Defining a true 'pre-industrial' climate period
- Published
Scientists are seeking to define a new baseline from which to measure global temperatures - a time when fossil-fuel burning had yet to change the climate.
At the moment, researchers tend to use the period 1850-1900, and this will often be described as "pre-industrial".
But the reality is that this date range came after industry really got going.
And the influence of humans on the climate was already in play, judging from the ice cores that retain a record of carbon dioxide emissions.
These show a perceptible uptick by 1850-1900; likewise for other greenhouse gases such as methane.
It is these inconsistencies that prompted Ed Hawkins from Reading University and colleagues to look for a more appropriate historical reference period.
And in a new paper published in the Bulletin of the American Meteorological Society, external (BAMS), they suggest 1720-1800 might serve as a better "starting line".
On one level, this is a bit of geekery. We know very well what temperatures are doing today, and have a very detailed picture certainly through the 20th Century. That should suffice.

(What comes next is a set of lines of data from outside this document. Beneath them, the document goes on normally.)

PR #990, opened 2022-08-18
Add optional arguments for namelist and streams files to mpas_init

gdicker1:
These changes allows for those that create their own driver script to override the default namelist and streams files by adding optional arguments `namelistFileParam` and `streamsFileParam` to the `mpas_init` routine. Since the default files can also be overriden by supplying the `-n` and `-s` command-line arguments, if the optional `FileParam` arguments to `mpas_init` are provided the command-line arguments aren't parsed by `mpas_init`.

This PR copies and extends the work from JCSDA-internal/MPAS-Model PR#10

### DIFF
--- a/src/driver/mpas_subdriver.F
+++ b/src/driver/mpas_subdriver.F
@@ -116,7 +116,8 @@ module mpas_subdriver
          if (len_trim(namelistFileParam) == 0) then
             write (0,*) 'WARNING: mpas_init argument namelistFileParam has 0 length and will be ignored'
          else if (len_trim(namelistFileParam) > len(namelistFile)) then
-            write (0,*) 'CRITICAL ERROR: mpas_init argument namelistFileParam is too long for namelistFile variable.'
+            write(0,'(A,I5,A,I5,A)') 'CRITICAL ERROR: mpas_init argument ''namelistFileParam'' has length ',&
+                                     len_trim(namelistFileParam), ', but the maximum allowed is ', len(namelistFile), ' characters'
             stop
          else
             readNamelistArg = .true.
@@ -128,7 +129,8 @@ module mpas_subdriver
          if (len_trim(streamsFileParam) == 0) then
             write (0,*) 'WARNING: mpas_init argument streamsFileParam has 0 length and will be ignored'
          else if (len_trim(streamsFileParam) > len(streamsFile)) then
-            write(0,*) 'CRITICAL ERROR: mpas_init argument streamsFileParam is too long for streamsFile variable.'
+            write(0,'(A,I5,A,I5,A)') 'CRITICAL ERROR: mpas_init argument ''streamsFileParam'' has length ',&
+                                     len_trim(streamsFileParam), ', but the maximum allowed is ', len(streamsFile), ' characters'
             stop
          else
             readStreamsArg = .true.
--- a/src/driver/mpas_subdriver.F
+++ b/src/driver/mpas_subdriver.F
@@ -39,7 +39,7 @@ module mpas_subdriver
    contains
 
 
-   subroutine mpas_init(corelist, domain_ptr, mpi_comm)
+   subroutine mpas_init(corelist, domain_ptr, mpi_comm, namelistFileParam, streamsFileParam)
 
       use mpas_stream_manager, only : MPAS_stream_mgr_init, MPAS_build_stream_filename, MPAS_stream_mgr_validate_streams
       use iso_c_binding, only : c_char, c_loc, c_ptr, c_int
@@ -53,6 +53,8 @@ module mpas_subdriver
       type (core_type), intent(inout), pointer :: corelist
       type (domain_type), intent(inout), pointer :: domain_ptr
       integer, intent(in), optional :: mpi_comm
+      character(len=*), intent(in), optional :: namelistFileParam
+      character(len=*), intent(in), optional :: streamsFileParam
 
       integer :: iArg, nArgs
       logical :: readNamelistArg, readStreamsArg
@@ -108,6 +110,15 @@ module mpas_subdriver
 
       readNamelistArg = .false.
       readStreamsArg = .false.
+
+      if (present(namelistFileParam) .and. len_trim(namelistFileParam) > 0 ) then
+         readNamelistArg = .true.
+         namelistFile = trim(namelistFileParam)
+      endif
+      if (present(streamsFileParam)  .and. len_trim(streamsFileParam) > 0 ) then
+         readStreamsArg = .true.
+         streamsFile = trim(streamsFileParam)
+      endif
 
       nArgs = command_argument_count()
       iArg = 1
--- a/src/driver/mpas_subdriver.F
+++ b/src/driver/mpas_subdriver.F
@@ -111,47 +111,66 @@ module mpas_subdriver
       readNamelistArg = .false.
       readStreamsArg = .false.
 
-      if (present(namelistFileParam) .and. len_trim(namelistFileParam) > 0 ) then
-         readNamelistArg = .true.
-         namelistFile = trim(namelistFileParam)
-      endif
-      if (present(streamsFileParam)  .and. len_trim(streamsFileParam) > 0 ) then
-         readStreamsArg = .true.
-         streamsFile = trim(streamsFileParam)
-      endif
-
-      nArgs = command_argument_count()
-      iArg = 1
-      do while (iArg < nArgs)
-         call get_command_argument(iArg, argument)
-         if (len_trim(argument) == 0) exit
-
-         if ( trim(argument) == '-n' ) then
-            iArg = iArg + 1
+      ! If provided, error check the namelistFileParam and copy it to namelistFile to override default
+      if (present(namelistFileParam)) then
+         if (len_trim(namelistFileParam) == 0) then
+            write (0,*) 'WARNING: mpas_init argument namelistFileParam has 0 length and will be ignored'
+         else if (len_trim(namelistFileParam) > len(namelistFile)) then
+            write (0,*) 'CRITICAL ERROR: mpas_init argument namelistFileParam is too long for namelistFile variable.'
+            stop
+         else
             readNamelistArg = .true.
-            call get_command_argument(iArg, namelistFile)
-            if ( len_trim(namelistFile) == 0 ) then
-                write(0,*) 'ERROR: The -n argument requires a namelist file argument.'
-                stop
-            else if ( trim(namelistFile) == '-s' ) then
-                write(0,*) 'ERROR: The -n argument requires a namelist file argument.'
-                stop
-            end if
-         else if ( trim(argument) == '-s' ) then
-            iArg = iArg + 1
-            readStreamsArg = .true.
-            call get_command_argument(iArg, streamsFile)
-            if ( len_trim(streamsFile) == 0 ) then
-                write(0,*) 'ERROR: The -s argument requires a streams file argument.'
-                stop
-            else if ( trim(streamsFile) == '-n' ) then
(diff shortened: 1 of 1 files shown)


gdicker1:
This was tested with the 120km benchmark atmosphere core testcase with multiple tests outlined below.

- Provide empty strings for `namelistFileParam` and `streamsFileParam`
     - Expected behavior resulted: warnings about the `namelistFileParam` and `streamsFileParams` having 0 length were printed and the default `namelist.atmosphere` and `streams.atmosphere` were used instead. Note: because of the implementation, command-line arguments would be ignored.
- Providing strings in `namelistFileParam` and `streamsFileParam` that are longer than the size of `namelistFile` and `streamsFile`.
     - Expected behavior resulted: error messages about the size mismatch were printed and the model was stopped.
- Pointing `namelistFileParam` and `streamsFileParam` to files with no content (empty files).
     - In this case the model tried to load default values for content that would have been in the namelist file. However, once the model progressed to reading the empty streams file a critical error caused the simulation to end. This seems like appropriate behavior to me.
- Providing both `FileParam` optional arguments and `-n` and `-s` command-line arguments.
     - Expected behavior resulted: the command-line arguments were ignored and the simulation carried out normally.

src/driver/mpas_subdriver.F
```diff
@@ -109,38 +111,66 @@ end subroutine xml_stream_get_attributes
...
-         if (len_trim(argument) == 0) exit
-
-         if ( trim(argument) == '-n' ) then
-            iArg = iArg + 1
+      ! If provided, error check the namelistFileParam and copy it to namelistFile to override default
+      if (present(namelistFileParam)) then
+         if (len_trim(namelistFileParam) <= 0) then
+            write (0,*) 'WARNING: mpas_init argument namelistFileParam has 0 length and will be ignored'
+         else if (len_trim(namelistFileParam) > len(namelistFile)) then
+            write (0,*) 'CRITICAL ERROR: mpas_init argument namelistFileParam is too long for namelistFile variable.'
```
mgduda, line 119: Here and for the streamsFile handling, we could print the length of the argument as well as the maximum acceptable length (i.e., the length of the local variable to which the argument will be assigned). This could help reduce debugging time for cases, e.g., where a long string with corrupted contents or other garbage is accidentally passed to the function: being told that the namelist filename is, say, 1024 characters long could lead to a quicker diagnosis of the issue.

gdicker1: @mgduda, how does it look now after I pushed? I pretty much wrote what I would put in a debug print statement for my use, so there's probably a better format.

src/driver/mpas_subdriver.F
```diff
@@ -109,38 +111,72 @@ end subroutine xml_stream_get_attributes
...
-                stop
-            end if
-         else if ( trim(argument) == '-s' ) then
-            iArg = iArg + 1
+            namelistFile = trim(namelistFileParam)
+         endif
+      endif
+      ! If provided, error check the streamsFileParam and copy it to streamsFile to override default
+!      if (present(streamsFileParam)) then
+      if (.true.) then
```
mgduda, line 130: It looks like some debugging changes may have been pushed to the PR branch on GitHub?

src/driver/mpas_subdriver.F
```diff
@@ -109,38 +111,72 @@ end subroutine xml_stream_get_attributes
...
-
-         if ( trim(argument) == '-n' ) then
-            iArg = iArg + 1
+      ! If provided, error check the namelistFileParam and copy it to namelistFile to override default
+      if (present(namelistFileParam)) then
+         if (len_trim(namelistFileParam) <= 0) then
+            write(0,"(A)") 'WARNING: mpas_init argument namelistFileParam has 0 or negative length and will be ignored'
+         else if (len_trim(namelistFileParam) > len(namelistFile)) then
+            write(0,"(A)") 'CRITICAL ERROR: mpas_init argument namelistFileParam is too long for namelistFile variable.'
+            write(0,"(A,I5,A,I5)") 'len_trim(namelistFileParam)=', len_trim(namelistFileParam), &
```
mgduda, line 120: It's a minor issue, but we've generally tended to use single-quotes whenever possible (one exception is when writing strings that contain single quotes, where it can sometimes be clearer to enclose the entire string in double-quotes).

src/driver/mpas_subdriver.F
```diff
@@ -109,38 +111,72 @@ end subroutine xml_stream_get_attributes
...
+      ! If provided, error check the streamsFileParam and copy it to streamsFile to override default
+!      if (present(streamsFileParam)) then
+      if (.true.) then
+!         if (len_trim(streamsFileParam) <= 0) then
+!            write(0,"(A)") 'WARNING: mpas_init argument streamsFileParam has 0 or negative length and will be ignored'
+!         else if (len_trim(streamsFileParam) > len(streamsFile)) then
+          if (.true.) then
+            write(0,"(A)") 'CRITICAL ERROR: mpas_init argument streamsFileParam is too long for streamsFile variable.'
+            write(0,"(A,I5,A,I5)") 'len_trim(streamsFileParam)=', len_trim(streamsFileParam), &
+                                   ' > len(streamsFile)=', len(streamsFile)
```
mgduda, line 137: In my opinion, including internal Fortran variable names and intrinsics (`LEN` and `LEN_TRIM`) in the message here may not be the clearest way to communicate the error. I'm of course open to other ideas, but one suggestion for this message would be something like:
```
'The ''streamsFileParam'' argument to mpas_init() has length ', len_trim(streamsFileParam), ', which exceeds'
'the maximum allowable length of ', len(streamsFile), ' characters.'
```

mgduda (changes requested):

src/driver/mpas_subdriver.F
mgduda: Since the message is meant for human consumption, I've offered an alternative in a review comment that (in my opinion) may state the issue a little more clearly.

src/driver/mpas_subdriver.F
gdicker1: Yep! That's what I get for editing in a separate window.

src/driver/mpas_subdriver.F
gdicker1: That's a standard I can stick to. Thanks!

src/driver/mpas_subdriver.F
gdicker1: Because I'm just rephrasing the print statements and fixing the above things, these have been addressed by a fixup commit and force push (from f26a276 to 47acce4). What do you think now?

src/driver/mpas_subdriver.F
```diff
@@ -109,38 +111,68 @@ end subroutine xml_stream_get_attributes
...
-            end if
-         else if ( trim(argument) == '-s' ) then
-            iArg = iArg + 1
+            namelistFile = trim(namelistFileParam)
+         endif
+      endif
+      ! If provided, error check the streamsFileParam and copy it to streamsFile to override default
+      if (present(streamsFileParam)) then
+         if (len_trim(streamsFileParam) <= 0) then
+            write(0,'(A)') 'WARNING: mpas_init argument ''streamsFileParam'' has 0 or negative length and will be ignored'
```
mgduda, line 130: I forgot to add this to my previous review, but I don't think `len_trim` will ever return a negative number, so perhaps mentioning (and testing for) a negative length here may be unnecessarily confusing?
Here's what the Fortran 2003 standard has to say about the return value of `len_trim`:
```
The result has a value equal to the number of characters remaining after any
trailing blanks in STRING are removed. If the argument contains no nonblank characters, the
result is zero.
```

src/driver/mpas_subdriver.F
```diff
@@ -109,38 +111,68 @@ end subroutine xml_stream_get_attributes
...
-         if (len_trim(argument) == 0) exit
-
-         if ( trim(argument) == '-n' ) then
-            iArg = iArg + 1
+      ! If provided, error check the namelistFileParam and copy it to namelistFile to override default
+      if (present(namelistFileParam)) then
+         if (len_trim(namelistFileParam) <= 0) then
+            write(0,'(A)') 'WARNING: mpas_init argument ''namelistFileParam'' has 0 or negative length and will be ignored'
+         else if (len_trim(namelistFileParam) > len(namelistFile)) then
+            write(0,'(A,I5,A,I5,A)') 'CRITICAL ERROR: mpas_init argument ''namelistFileParam'' has length ', len_trim(namelistFileParam),&
```
mgduda, line 119: Let's wrap this line to ensure it's at most 132 columns (and similarly for the other `CRITICAL ERROR` write statement. (I do realize that there are other lines in this source file that exceed 132 column, but they got in before we decided that standards compliance was a good thing; we can fix those other lines another time...).

Thus spake the Fortran 2003 standard:
```
In free source form there are no restrictions on where a statement (or portion of a statement) may
appear within a line. A line may contain zero characters. If a line consists entirely of characters of
default kind (4.4.4), it may contain at most 132 characters. If a line contains any character that is not
of default kind, the maximum number of characters allowed on the line is processor dependent.
```

src/driver/mpas_subdriver.F
```diff
@@ -109,38 +111,68 @@ end subroutine xml_stream_get_attributes
...
-                write(0,*) 'ERROR: The -n argument requires a namelist file argument.'
-                stop
-            else if ( trim(namelistFile) == '-s' ) then
-                write(0,*) 'ERROR: The -n argument requires a namelist file argument.'
-                stop
-            end if
-         else if ( trim(argument) == '-s' ) then
-            iArg = iArg + 1
+            namelistFile = trim(namelistFileParam)
+         endif
```
mgduda, line 125: Another minor stylistic issue: for the same reason we write `else if` with a space, I think `end if` is preferable to `endif`. Also, one can `end` many things in Fortran: `do`, `subroutine`, `program`, etc., so why not `if` as well?

src/driver/mpas_subdriver.F
gdicker1: To avoid too many force pushes, would the below be an acceptable re-write? In case the formatting doesn't show correctly, I'm trying to align `len_trim` with the first quote mark before `CRITICAL`.

>              write(0,'(A,I5,A,I5,A)') 'CRITICAL ERROR: mpas_init argument ''namelistFileParam'' has length ',&
>                                       len_trim(namelistFileParam), ', but the maximum allowed is ', len(namelistFile), ' characters'

mgduda: That seems fine to me. (I'm not sure if GitHub changed the indentation or if I copied the text incorrectly, but as long as we're indented three columns within the `else if`, that should work.)

src/driver/mpas_subdriver.F
gdicker1: This just came from me writing my if tests to be really exact. I agree it would be better without the negative length check/print confusing the issue.

src/driver/mpas_subdriver.F
gdicker1: Gotcha, that can be easily fixed.

src/driver/mpas_subdriver.F
mgduda: In general I agree that writing conditional statements so that they completely cover all possibilities is the correct thing to do. I suppose (not that we need to make yet another amendment for this PR) we could have tested whether `len_trim(streamsFileParam) <= 0`, but have the write statement say something less algebraic, e.g., "streamsFileParam is empty and will be ignored.".

gdicker1:
@mgduda, could you check again? (I rebased to get some of the last changes in, thus the force push).

mgduda (approved):
Thanks for the changes. This looks good to me!

PR #992, opened 2022-09-16
Remove 'hx' and 'advCells' from init_atmosphere input and output streams

mgduda:
This PR removes the `hx` and `advCells` fields from the input and output streams in the init_atmosphere core.
These two fields are not needed in the MPAS-Atmosphere model initial conditions, and furthermore they are
each only used in a single processing stage within the init_atmosphere core.


gdicker1 (approved):
Seems reasonable. Passes visual inspection for me.

PR #997, opened 2022-10-24
Pre processing: scripts for downloading ERA5 data for running MPAS-A

daniloceano:
GetERA5{suffix} scripts download ERA5 data for running the MPAS-A model. GetERA5_MPAS-RUN.sh call the subroutines that download initial conditions and surface fields for creating update files through the model integration.


daniloceano:
Wrong repo.

PR #999, opened 2022-10-27
Start file names in atmosphere diagnostics with "mpas_"

gdicker1:
This is a follow-on PR to PR#993 and seeks to prevent file name conflicts when MPAS-A is compiled as part of a larger system.

NOTE: this is not a concern in stand-alone MPAS-A since name collisions would prevent builds from succeeding.


gdicker1:
Let me know what would be the best way to reference the [other PR](https://github.com/MPAS-Dev/MPAS-Model/pull/993) or if this description needs more work.

mgduda (approved):

mgduda:
> Let me know what would be the best way to reference the [other PR](https://github.com/MPAS-Dev/MPAS-Model/pull/993) or if this description needs more work. I didn't think a Markdown-style link would be good for the eventual merge-commit message.

It may not be entirely necessary to reference PR #993 in the description/commit message for this PR. Here's what I was planning to use for the merge commit message:
```
    This merge modifies the filenames of MPAS-A diagnostics modules so that each
    filename begins with the prefix "mpas_". While this change has no practical
    impacts for stand-alone MPAS-A, it may be useful when MPAS-A source files are
    included in a larger system (e.g., CESM) to prevent filename collisions or
    other build-system issues.
```

gdicker1:
That looks like a better commit message than the path I was on. Looks good to me!

PR #1000, opened 2022-10-28
Variable grid

daniloceano:
Changed the spherical_grid.py for allowing the user to specify grid parameters: grid spacing of the high resolution area, radius of the high resolution area, radius of the transition zone and global grid spacing (low resolution)


daniloceano:
Wrong repo again. Sorry.

PR #1005, opened 2022-11-08
Improve performance of parallel static field remapping by bounding k-d tree searches

mgduda:
This PR significantly improves the performance of parallel static field 
remapping in the init_atmosphere core by bounding searches for the nearest cell 
to each pixel of a static field. Aside from the positive impact on runtime
performance, the changes in this merge have no impact on the resulting fields.

Previously, searches for the nearest cell to a static field pixel that was 
sufficiently far from any point in the k-d tree of cells could effectively
trigger a search through all or nearly all branches in the tree. Since we
ultimately only want to consider searches that result in an MPAS mesh cell that
actually contains the pixel, and not just the nearest cell -- which may in fact be
geographically far from the pixel -- a reasonable upper bound for the search
distance is based on the maximum diameter of any cell in the block of cells
assigned to an MPI task.

### DIFF
--- a/src/core_init_atmosphere/mpas_init_atm_static.F
+++ b/src/core_init_atmosphere/mpas_init_atm_static.F
@@ -99,6 +99,8 @@
  integer, pointer :: category_min
  integer, pointer :: category_max
 
+ real(kind=RKIND) :: max_kdtree_distance2
+
  contains
 
 !==================================================================================================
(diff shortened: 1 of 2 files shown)


gdicker1 (approved):
Nothing stands out and this should help with the amount of time the init_atmosphere core takes. Looks good to me!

But giving policy-makers a more precise picture of how human-induced global warming has taken hold might better inform the targets they set.
Remember, the Paris agreement sought to maintain global average temperatures to "well below 2C above pre-industrial levels and to pursue efforts to limit the temperature increase to 1.5C above pre-industrial levels".
The most recent UK Met Office analysis indicates 2016 was "around 1.1C" above this 1850-1900 baseline.
But if this reference is wrongly set, and possibly now adjusted, it potentially changes how we view the policy targets.
Re-draw the baseline to a warmer or cooler starting point and it will take us either further away or closer to those targets.
As with all things climate, the issue is a complex one. 1720-1800 has the advantage that it encompasses a time in which fossil fuel use and industrial production was still nascent (James Watt patented his game-changing steam engine condenser in 1769).
And it also avoids some of the big natural impacts that can perturb the climate.
For example, the early 1800s are marked by some truly colossal volcanic eruptions, such as in 1809 (location unknown) and in 1815 (Tambora).
The ash and sulphur emissions from these volcanoes would have depressed global temperatures.
Likewise, if you go back much before 1720, you enter a period when the Sun was particularly inactive; there were remarkably few sunspots for instance (the so-called Maunder Minimum). This too would have damped global temperatures.
Most of the Frost Fairs on the London Thames occurred before 1720.
But that was one city in one part of the world. How do you go about establishing what temperatures were doing across the globe - which is what you need for a proper baseline?
1850-1900 was chosen precisely because there is a reasonable instrument record of climate worldwide.
Go back into 1720-1800 and long-term temperature records become very sparse. There is a very good one for Central England (back to 1659), and a couple on the continent (Netherlands from 1706; and Central Europe from 1760).
Dr Hawkins' group used these, together with their understanding of how factors such as greenhouse gases influence the climate, and some modelling, to try to gauge what global temperatures were doing during 1720-1800 - to in essence see if conditions were warmer or cooler than for 1850-1900.
And in their assessment, they were likely cooler.
"We can assess that there has been a certain amount of temperature change from 1850-1900 up to now, and we think that amount is a lower limit on how much temperature (change) there has been since the true pre-industrial period," Dr Hawkins told BBC News.
But the Reading scientist cautions that the uncertainties make it impossible to say precisely how much additional warming there has been if you take 1720-1800 as a new starting point.
"In our paper, we give a broad range because of the uncertainties, but the difference is somewhere between minus 0.05C to plus 0.20C, and we're saying it's likely above zero."
You could narrow the uncertainties somewhat - for example, by rescuing the millions of 18th-and-19th-century temperature observations that currently sit in books around the world but have yet to be collated and digitised. Or you could simply abandon the notion of an 1850-1900 reference altogether and just use a modern comparison.
"This is an option that policy-makers might choose," said Dr Hawkins.
"We obviously have much better observations now and over the past few decades, and so the policy-makers may want to reframe the question. So instead of being, 'Can we keep to two degrees above pre-industrial?', it becomes 'Can we limit ourselves to an amount below, say, the last 20 years or so?'.
"We would be able to monitor progress far more accurately given that - but it is up to the policy-makers to decide whether that's appropriate or not."